Sex & Your Health
Combining practical medical advice with answers to “squidgy” questions, Knox’s guide is suited to anyone curious about the nuts and bolts of all kinds of sex.
With one simple, humane assertion—“Men and women are not machines on which a button can be pressed to turn on the desire to have sex at will”—nurse Helen J. Knox sets out to explore the physical, psychological, and cultural aspects of sex in her new book, Sexplained One: Sex & Your Health. It’s a mighty subject, but Knox takes it on with humor and patience. Instead of a unified theory of sex, or a moral guide, the book is a useful toolbox to help users make their own informed decisions.
Although Sexplained One starts with some sobering statistics—such as the lifetime cost of a treating single AIDS patient—Knox writes with general humor and a friendly tone. The guide makes no assumptions about sexual experience, preference, or dysfunction, and reads like a clinical Our Bodies, Ourselves. Laid out in a friendly, welcoming format, the book is as easy to read as a pamphlet. Bright colors, sidebars, and photos provide important, need to know information. Knox’s British English may be a little unfamiliar to the American ear; she uses common British slang terms for body parts, and standard British spelling, but differences are not difficult to understand.

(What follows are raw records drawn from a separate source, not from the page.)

PR #175, opened 2016-11-29
Allow endpoint of s3proxy to have service path (aka context)

shenghu:
Sometimes service is not the only service under a domain(hostname).
This work adds s3proxy.service-path to allow s3proxy to be deployed
with a context path. The issues resolved by adding service path are
1. properly extract bucket and key, 
2. properly validate signagure
for authentication, 
3. properly validate signagure for presigend url.

Test cases are changed to run when s3proxy.service-path is set.
Right now the setting is commented out so that all tests without
setting it. We need figure out a way to enable it in tests.


shenghu:
@andrewgaul can you have a look at this pull request when you are available?

PR #176, opened 2016-12-08
Make handle x methods overridable

shenghu:
The purpose of making these methods to be overridable is that sub-class want to
leverage S3ProxyHandler to check authentication. And return a presigned url if
a special header is present, instead of doing actual work. This change makes it
possible for sub-class to customize before or after S3ProxyHandler actually
handle the object.

The reason to change pom.xml to use checkstyle 7.3 is to allow setting
'ignoredAnnotations'. Otherwise, it is hard to make handleXYZ methods to be
overridable.

The override method in sub-class may need info in request. Adding
request and response to all handleXYZ methods make them consistent.

### DIFF
--- a/pom.xml
+++ b/pom.xml
@@ -75,6 +75,13 @@
         <groupId>org.apache.maven.plugins</groupId>
         <artifactId>maven-checkstyle-plugin</artifactId>
         <version>2.17</version>
+        <dependencies>
+          <dependency>
+            <groupId>com.puppycrawl.tools</groupId>
+            <artifactId>checkstyle</artifactId>
+            <version>7.3</version>
+          </dependency>
+        </dependencies>
         <executions>
           <execution>
             <id>check</id>
--- a/src/main/java/org/gaul/s3proxy/AbstractS3ProxyHandler.java
+++ b/src/main/java/org/gaul/s3proxy/AbstractS3ProxyHandler.java
@@ -1,0 +1,147 @@
+/*
+ * Copyright 2014-2016 Andrew Gaul <andrew@gaul.org>
+ *
+ * Licensed under the Apache License, Version 2.0 (the "License");
+ * you may not use this file except in compliance with the License.
+ * You may obtain a copy of the License at
+ *
+ * http://www.apache.org/licenses/LICENSE-2.0
+ *
+ * Unless required by applicable law or agreed to in writing, software
+ * distributed under the License is distributed on an "AS IS" BASIS,
+ * WITHOUT WARRANTIES OR CONDITIONS OF ANY KIND, either express or implied.
+ * See the License for the specific language governing permissions and
+ * limitations under the License.
+ */
+
+package org.gaul.s3proxy;
+
+import java.io.IOException;
+import java.io.InputStream;
+
+import javax.servlet.http.HttpServletRequest;
+import javax.servlet.http.HttpServletResponse;
+
+import org.jclouds.blobstore.BlobStore;
+
+
+
+public abstract class AbstractS3ProxyHandler {
+    protected abstract void handleGetContainerAcl(
+            HttpServletResponse response, BlobStore blobStore,
+            String containerName) throws IOException;
+
+    protected abstract void handleSetContainerAcl(
+            HttpServletRequest request, HttpServletResponse response,
+            InputStream is, BlobStore blobStore,
+            String containerName) throws IOException, S3Exception;
+
+    protected abstract void handleGetBlobAcl(
+            HttpServletResponse response, BlobStore blobStore,
+            String containerName,
+            String blobName) throws IOException;
+
+    protected abstract void handleSetBlobAcl(
+            HttpServletRequest request, HttpServletResponse response,
+            InputStream is, BlobStore blobStore,
+            String containerName, String blobName)
+            throws IOException, S3Exception;
+
+    protected abstract void handleContainerList(
+            HttpServletResponse response,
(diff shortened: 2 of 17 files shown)


shenghu:
This PR depends on #175

andrewgaul:
I don't understand the motivation for this change -- why must you make the entire `S3ProxyHandler` class extensible just to override authentication?  Instead shouldn't the `S3Proxy` constructor take some kind of authentication object?

shenghu:
@andrewgaul I think it is good for the entire S3ProxyHandler class to be extensible, which allows consumers to customize it for their specific requirement. And it needn't all the logic to be fed into S3ProxyHandler which might make it hard to maintain in the future. I mean S3ProxyHandler is good and should keep to be concise as much as possible for core functions. A 3rd party can use its extensibility to test their code. If they think their codes work well and are common enough, they can consider to contribute back here. 

For me, the initial motivate is to ask S3Proxy to generate pre-signed URL for object storage so that I can redirect users to object storage w/o going through S3Proxy (going through S3Proxy is not able to scale horizontally in my project). Although right now just download request need this capability, it could be used by upload request. So what I do is , e.g. 

`  @Override
  protected void handleGetBlob(HttpServletRequest request, HttpServletResponse response, BlobStore blobStore, String containerName,
      String blobName) throws IOException, S3Exception
  {
    if (this.isPresignedURLGenerationRequest(request))
    {
      this.handlePresignURLGenerationRequest(request, response, containerName, blobName);
      return;
    }

    super.handleGetBlob(request, response, blobStore, containerName, blobName);
  }

  @Override
  protected void handleGetBlobAcl(HttpServletRequest request, HttpServletResponse response, BlobStore blobStore, String containerName,
      String blobName) throws IOException
  {
    if (this.isPresignedURLGenerationRequest(request))
    {
      this.handlePresignURLGenerationRequest(request, response);
      return;
    }

    super.handleGetBlobAcl(request, response, blobStore, containerName, blobName);
  }`

And in handlePresignURLGenerationRequest(), it does this
`protected void handlePresignURLGenerationRequest(HttpServletRequest request, HttpServletResponse response, String containerName,
    String key) throws IOException
{
  Map<Constants.OverrideResponseHeader, String> overridedHeaders = HttpUtils.getOverrideResponseHeaders(request);

  BasicAWSCredentials awsCreds = new BasicAWSCredentials("username", "password");

    String presignedUrl = BlobUtils.generateStoragePresignedUrl(HttpMethod.valueOf(request.getMethod()), awsCreds, containerName, key,
        expiration,
        signerType,
        pathStyleAccess, 
        overridedHeaders,
        endpoint);

    // Set status code to be 204
    response.setStatus(HttpServletResponse.SC_NO_CONTENT);

    // Write content as pre-signed url.
    response.setHeader(Constants.HEADER_STORAGE_PRESIGNED_URL, presignedUrl);
  }
  catch (Exception e)
  {
    // log Exception
  }
}`

When pre-signed URL is generated, it need some configurations like expiration, path style. I'm not sure how to add them into S3ProxyHandler. This way looks the best for me to leverage S3ProxyHandler and do my customization. 

Please let me know your thought.

andrewgaul:
I see what you are doing here and think you could improve on it in a more generic way.  Instead of passing back a custom header, what if you returned at HTTP 307 redirect with the presigned URL?  This would allow all conformant HTTP clients to work.  HDFS uses a similar approach to redirect requests from master to slaves.

Generally I like your feature and wonder if we could make it part of S3Proxy itself?  I don't think we can use the `BlobStore` middleware approach directly since you write custom response code and headers.  However we could have a custom exception type which tells S3Proxy to emit a redirect with a given URL that the middleware could provide.  Making S3Proxy more extensible is a goal for me and I wonder if something like #181 would help?

We can also go the route of making more of the S3Proxy interface public but I prefer to explore this other approach first.  What do you think?

shenghu:
@andrewgaul the reason I use a customer header instead of 307 is that the route is client->myService->S3proxy. I don't want myService to follow redirect, but just to get the url and give it to client w/ 302/307.

andrewgaul:
Can you configure your service to not follow redirects then vend the response back to the client?  Most HTTP clients allow this.

shenghu:
@andrewgaul I can try to merge the code about generating pre-signed url to s3proxy and return 307. I need some time to test w/ my codes. 

Another thing is I met a problem recently which makes me think it is still better to make s3ProxyHandler to be extendable. The issue is that blobMeta method return object size using Content-Length header. When the value is larger than Integer.MAX_VALUE, whether Content-Length can successfully set the value depends on web container. Since we are using Websphere 8.5.x which use integer internally, it doesn't set Content-Length if it is larger than Integer.MAX_VALUE. Fortunately, I can override handleBlogMetadata method and set a customer header to work around the bug of container. In general, I hope you agree to make S3ProxyHandler to be extendable so that it gives consumers more options.

andrewgaul:
@shenghu Do we have a path forward on this pull request?  Writing a middlware for 307 redirect seems clean and useful to others.

andrewgaul:
I opened #227 to track the 307 redirect middleware.

shenghu:
@andrewgaul sorry, I was busy on a different project. 307 redirect can not be handled well in my client which use jclouds as client. It might be better that s3proxy can be configured to do 307 or return 200 + special header.

andrewgaul:
Do you mean that jclouds does not handle 307 redirects?  If so, please [file an issue](https://issues.apache.org/jira/projects/JCLOUDS) so jclouds can track this.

Knox earned her nursing license at Westminster Hospital in 1978, and started a series of pop-up safe sex clinics in London’s most at-risk areas in the early 1990s. A dedicated sex educator who’s worked with sex workers, HIV-positive men and women, and homeless shelters, among others, she is passionate about dispelling myths, stigma, and discrimination about sex. She also fields questions in her long-running “Sexplained” column in Better Health Magazine, which she’s written since 2001.
Rather than stick with technical detail, Knox makes sex and sexual health easy to understand, both for people who are new to sex and for people who have specific questions about sexual health. There’s no hand-wringing or shaming in Sexplained One: just good, solid reference material. Knox covers subjects from “Vaginal Topics” to “Common Willy Worries,” as well as sexual conditions and diseases and basic sexual health. Excerpts from Knox’s “Sexplained” column take center stage and give Knox the opportunity to hold forth on commonly asked questions about losing one’s virginity, sex after menopause, and intimacy following a hysterectomy or even cancer. Always candid, Knox’s tone is firm and friendly—expert at soothing jangled nerves.
At its core, Sexplained One is all about communication and respect, which, Knox says, is the best preventative for sexually transmitted infection. While many people may reach for Google or WebMD, Sexplained One includes photos, descriptions, and suggestions—and peace of mind—that random online searches can’t provide.
Sexplained One is gently humorous and immensely helpful. Combining practical medical advice with answers to “squidgy” questions, Knox’s guide is suited to anyone curious about the nuts and bolts of all kinds of sex.
Disclosure: This article is not an endorsement, but a review. The author of this book provided free copies of the book and paid a small fee to have their book reviewed by a professional reviewer. Foreword Reviews and Clarion Reviews make no guarantee that the author will receive a positive review. Foreword Magazine, Inc. is disclosing this in accordance with the Federal Trade Commission’s 16 CFR, Part 255.